Extracted data entries
====================

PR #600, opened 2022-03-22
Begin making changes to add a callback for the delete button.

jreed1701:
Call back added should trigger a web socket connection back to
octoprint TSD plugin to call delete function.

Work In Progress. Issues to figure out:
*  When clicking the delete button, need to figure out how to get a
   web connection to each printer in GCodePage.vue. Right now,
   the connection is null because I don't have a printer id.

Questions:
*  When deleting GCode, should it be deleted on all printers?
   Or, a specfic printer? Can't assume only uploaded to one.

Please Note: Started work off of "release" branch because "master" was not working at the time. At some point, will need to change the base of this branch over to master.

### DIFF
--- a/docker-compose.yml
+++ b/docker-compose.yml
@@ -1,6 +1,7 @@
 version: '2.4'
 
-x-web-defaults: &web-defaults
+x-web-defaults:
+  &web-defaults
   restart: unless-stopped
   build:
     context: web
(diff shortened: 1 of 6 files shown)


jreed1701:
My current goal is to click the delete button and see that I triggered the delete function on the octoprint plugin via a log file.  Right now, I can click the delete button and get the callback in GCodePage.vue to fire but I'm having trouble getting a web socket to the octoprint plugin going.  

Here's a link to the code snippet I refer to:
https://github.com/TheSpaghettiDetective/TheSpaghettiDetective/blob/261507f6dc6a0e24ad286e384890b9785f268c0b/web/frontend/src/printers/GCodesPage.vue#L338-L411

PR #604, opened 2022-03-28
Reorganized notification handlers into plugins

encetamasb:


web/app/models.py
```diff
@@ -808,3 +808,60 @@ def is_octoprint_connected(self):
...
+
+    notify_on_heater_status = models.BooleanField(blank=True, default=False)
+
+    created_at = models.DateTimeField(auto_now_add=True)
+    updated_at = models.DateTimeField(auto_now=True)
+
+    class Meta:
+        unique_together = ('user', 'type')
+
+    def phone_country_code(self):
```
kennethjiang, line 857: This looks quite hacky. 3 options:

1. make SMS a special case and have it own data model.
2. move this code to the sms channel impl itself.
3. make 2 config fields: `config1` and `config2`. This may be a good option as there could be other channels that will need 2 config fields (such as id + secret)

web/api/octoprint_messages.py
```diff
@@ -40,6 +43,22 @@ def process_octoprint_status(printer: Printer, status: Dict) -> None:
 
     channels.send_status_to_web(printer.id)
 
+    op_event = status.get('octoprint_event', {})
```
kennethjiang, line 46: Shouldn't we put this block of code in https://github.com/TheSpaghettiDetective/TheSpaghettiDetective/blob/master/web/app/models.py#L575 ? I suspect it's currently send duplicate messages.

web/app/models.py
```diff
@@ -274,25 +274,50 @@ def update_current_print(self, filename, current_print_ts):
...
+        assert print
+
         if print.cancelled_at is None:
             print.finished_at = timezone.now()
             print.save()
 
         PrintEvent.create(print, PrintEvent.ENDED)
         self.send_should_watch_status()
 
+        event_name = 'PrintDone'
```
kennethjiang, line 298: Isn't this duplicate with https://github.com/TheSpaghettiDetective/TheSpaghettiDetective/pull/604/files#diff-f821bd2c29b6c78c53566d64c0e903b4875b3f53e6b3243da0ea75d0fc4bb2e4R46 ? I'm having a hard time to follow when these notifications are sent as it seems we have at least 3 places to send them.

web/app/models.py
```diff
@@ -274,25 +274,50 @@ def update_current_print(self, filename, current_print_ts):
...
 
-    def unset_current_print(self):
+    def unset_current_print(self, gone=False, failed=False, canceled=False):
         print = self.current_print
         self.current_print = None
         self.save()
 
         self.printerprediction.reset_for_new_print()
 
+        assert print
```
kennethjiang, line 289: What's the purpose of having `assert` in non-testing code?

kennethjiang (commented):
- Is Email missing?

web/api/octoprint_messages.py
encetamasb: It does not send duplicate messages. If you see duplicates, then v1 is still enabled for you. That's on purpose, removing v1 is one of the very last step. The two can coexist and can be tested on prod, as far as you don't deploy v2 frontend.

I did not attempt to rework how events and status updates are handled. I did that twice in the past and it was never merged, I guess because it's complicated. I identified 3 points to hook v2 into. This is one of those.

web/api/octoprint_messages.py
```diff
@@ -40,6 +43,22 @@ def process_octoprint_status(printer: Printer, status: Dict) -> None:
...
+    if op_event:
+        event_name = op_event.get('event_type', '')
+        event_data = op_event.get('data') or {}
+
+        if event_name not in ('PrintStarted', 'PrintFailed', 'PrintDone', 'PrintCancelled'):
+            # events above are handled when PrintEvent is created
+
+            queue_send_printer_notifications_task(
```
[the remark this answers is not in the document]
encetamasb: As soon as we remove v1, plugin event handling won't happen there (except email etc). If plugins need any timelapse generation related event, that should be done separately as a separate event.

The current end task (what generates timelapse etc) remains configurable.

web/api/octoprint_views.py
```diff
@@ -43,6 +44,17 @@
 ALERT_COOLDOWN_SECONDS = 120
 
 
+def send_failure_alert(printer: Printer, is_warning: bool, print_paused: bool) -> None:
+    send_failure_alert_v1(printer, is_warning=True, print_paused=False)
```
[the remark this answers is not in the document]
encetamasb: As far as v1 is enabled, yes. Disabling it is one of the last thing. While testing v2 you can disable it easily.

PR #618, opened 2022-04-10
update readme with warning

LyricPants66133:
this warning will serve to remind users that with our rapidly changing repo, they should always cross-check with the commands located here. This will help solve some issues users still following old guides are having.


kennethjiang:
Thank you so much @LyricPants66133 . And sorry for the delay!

====================

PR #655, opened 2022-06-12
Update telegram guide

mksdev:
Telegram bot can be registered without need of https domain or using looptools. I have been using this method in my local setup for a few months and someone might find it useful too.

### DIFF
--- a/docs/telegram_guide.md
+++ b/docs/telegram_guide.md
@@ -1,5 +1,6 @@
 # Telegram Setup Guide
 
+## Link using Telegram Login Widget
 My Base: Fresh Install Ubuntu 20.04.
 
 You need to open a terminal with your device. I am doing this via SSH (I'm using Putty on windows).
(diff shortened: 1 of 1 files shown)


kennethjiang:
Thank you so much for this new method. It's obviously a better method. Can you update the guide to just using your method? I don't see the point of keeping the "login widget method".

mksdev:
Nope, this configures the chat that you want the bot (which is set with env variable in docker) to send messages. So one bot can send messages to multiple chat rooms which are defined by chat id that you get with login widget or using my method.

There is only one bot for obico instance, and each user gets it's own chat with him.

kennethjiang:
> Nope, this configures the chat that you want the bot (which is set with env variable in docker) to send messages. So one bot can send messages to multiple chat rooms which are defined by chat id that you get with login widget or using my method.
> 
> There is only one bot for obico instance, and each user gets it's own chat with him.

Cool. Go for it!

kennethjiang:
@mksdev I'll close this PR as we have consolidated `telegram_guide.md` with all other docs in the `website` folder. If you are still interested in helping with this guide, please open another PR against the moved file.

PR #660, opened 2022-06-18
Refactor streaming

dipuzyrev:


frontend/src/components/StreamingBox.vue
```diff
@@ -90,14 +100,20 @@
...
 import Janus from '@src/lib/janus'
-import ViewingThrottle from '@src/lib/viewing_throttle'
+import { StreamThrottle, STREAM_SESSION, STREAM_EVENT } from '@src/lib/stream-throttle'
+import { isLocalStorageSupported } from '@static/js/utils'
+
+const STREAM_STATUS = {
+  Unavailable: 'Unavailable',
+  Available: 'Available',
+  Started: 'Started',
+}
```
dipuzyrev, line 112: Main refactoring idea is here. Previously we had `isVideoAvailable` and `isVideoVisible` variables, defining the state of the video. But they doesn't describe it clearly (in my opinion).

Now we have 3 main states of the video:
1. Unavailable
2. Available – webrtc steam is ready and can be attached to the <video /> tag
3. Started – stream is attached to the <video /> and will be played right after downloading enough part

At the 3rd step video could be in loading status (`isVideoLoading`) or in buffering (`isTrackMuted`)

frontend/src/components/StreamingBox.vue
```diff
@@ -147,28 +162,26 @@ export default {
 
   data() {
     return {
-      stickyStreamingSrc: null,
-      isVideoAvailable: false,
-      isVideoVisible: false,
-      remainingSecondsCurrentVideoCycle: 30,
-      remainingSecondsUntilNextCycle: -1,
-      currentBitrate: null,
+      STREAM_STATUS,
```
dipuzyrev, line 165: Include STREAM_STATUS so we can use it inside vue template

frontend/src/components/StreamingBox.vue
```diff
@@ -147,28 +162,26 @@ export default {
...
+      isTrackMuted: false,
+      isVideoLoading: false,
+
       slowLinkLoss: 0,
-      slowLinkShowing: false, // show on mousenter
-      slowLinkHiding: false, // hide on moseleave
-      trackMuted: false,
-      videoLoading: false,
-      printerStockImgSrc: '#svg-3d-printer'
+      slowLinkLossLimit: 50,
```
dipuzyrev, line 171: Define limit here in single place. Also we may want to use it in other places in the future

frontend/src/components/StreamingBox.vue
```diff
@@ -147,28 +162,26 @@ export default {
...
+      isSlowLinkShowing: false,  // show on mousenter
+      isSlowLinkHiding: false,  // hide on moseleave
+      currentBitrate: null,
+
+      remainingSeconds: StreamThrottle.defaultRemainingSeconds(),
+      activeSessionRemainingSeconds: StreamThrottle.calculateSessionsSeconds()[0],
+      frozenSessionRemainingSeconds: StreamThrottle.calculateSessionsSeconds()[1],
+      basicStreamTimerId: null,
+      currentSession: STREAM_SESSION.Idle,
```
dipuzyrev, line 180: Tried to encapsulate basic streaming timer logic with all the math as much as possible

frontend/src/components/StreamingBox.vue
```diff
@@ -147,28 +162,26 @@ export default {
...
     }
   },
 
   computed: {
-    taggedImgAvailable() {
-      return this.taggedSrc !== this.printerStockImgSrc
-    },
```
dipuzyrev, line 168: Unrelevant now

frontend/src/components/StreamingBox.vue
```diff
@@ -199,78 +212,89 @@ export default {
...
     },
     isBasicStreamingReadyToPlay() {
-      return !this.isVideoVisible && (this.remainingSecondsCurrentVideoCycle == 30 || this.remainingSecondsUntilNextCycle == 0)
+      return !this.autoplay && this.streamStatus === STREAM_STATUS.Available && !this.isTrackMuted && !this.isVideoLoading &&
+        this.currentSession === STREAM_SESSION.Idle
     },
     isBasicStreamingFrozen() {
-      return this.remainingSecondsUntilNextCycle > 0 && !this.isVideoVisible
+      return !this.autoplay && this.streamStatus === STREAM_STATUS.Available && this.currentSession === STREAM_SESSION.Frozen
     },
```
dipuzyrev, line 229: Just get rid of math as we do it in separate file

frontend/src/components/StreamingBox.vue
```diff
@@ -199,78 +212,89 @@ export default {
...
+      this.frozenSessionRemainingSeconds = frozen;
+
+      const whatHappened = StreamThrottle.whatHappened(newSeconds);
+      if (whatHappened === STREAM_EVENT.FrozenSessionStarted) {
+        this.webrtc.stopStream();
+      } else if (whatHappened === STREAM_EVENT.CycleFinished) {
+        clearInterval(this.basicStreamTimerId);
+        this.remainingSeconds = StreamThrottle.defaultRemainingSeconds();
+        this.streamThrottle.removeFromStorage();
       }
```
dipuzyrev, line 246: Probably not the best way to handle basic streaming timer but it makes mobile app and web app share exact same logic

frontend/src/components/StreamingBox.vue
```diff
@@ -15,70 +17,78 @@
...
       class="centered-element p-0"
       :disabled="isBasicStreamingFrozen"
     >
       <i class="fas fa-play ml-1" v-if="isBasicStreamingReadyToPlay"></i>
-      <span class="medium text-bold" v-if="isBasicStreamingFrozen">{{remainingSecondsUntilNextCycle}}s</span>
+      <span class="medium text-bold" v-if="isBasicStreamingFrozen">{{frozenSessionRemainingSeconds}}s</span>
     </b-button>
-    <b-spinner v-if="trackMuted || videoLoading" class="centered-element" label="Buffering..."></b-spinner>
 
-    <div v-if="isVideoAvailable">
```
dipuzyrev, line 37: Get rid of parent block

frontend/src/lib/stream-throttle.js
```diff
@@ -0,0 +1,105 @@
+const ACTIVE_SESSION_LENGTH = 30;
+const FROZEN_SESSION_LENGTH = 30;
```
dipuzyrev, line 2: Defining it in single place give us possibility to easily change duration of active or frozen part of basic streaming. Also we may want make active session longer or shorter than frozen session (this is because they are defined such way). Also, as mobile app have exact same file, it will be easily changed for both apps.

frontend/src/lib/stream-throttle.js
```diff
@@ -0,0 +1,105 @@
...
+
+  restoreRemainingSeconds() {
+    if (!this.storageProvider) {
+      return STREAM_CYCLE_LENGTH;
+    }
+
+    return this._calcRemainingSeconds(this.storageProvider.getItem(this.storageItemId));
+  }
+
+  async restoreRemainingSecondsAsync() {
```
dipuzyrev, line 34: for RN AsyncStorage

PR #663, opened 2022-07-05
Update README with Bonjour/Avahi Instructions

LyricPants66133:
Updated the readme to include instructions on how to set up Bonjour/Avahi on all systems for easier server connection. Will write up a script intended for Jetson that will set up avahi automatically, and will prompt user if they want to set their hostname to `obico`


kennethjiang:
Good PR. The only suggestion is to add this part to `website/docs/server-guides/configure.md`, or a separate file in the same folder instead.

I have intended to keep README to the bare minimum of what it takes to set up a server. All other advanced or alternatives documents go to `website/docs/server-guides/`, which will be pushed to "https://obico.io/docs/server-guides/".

====================

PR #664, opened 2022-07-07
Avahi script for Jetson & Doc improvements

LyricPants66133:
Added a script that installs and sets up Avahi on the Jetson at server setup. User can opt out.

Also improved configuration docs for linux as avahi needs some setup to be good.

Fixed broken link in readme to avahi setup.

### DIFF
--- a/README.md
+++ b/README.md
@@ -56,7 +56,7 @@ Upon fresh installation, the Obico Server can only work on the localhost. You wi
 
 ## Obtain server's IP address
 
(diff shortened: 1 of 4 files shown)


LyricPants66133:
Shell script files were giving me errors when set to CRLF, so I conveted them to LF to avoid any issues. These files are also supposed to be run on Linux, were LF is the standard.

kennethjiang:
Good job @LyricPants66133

====================

WHAT YOU ARE ASKED TO DO →
Respond with nothing but the number of lines in the entries that contain the string "multiple".

COMPLETED EXERCISE →
2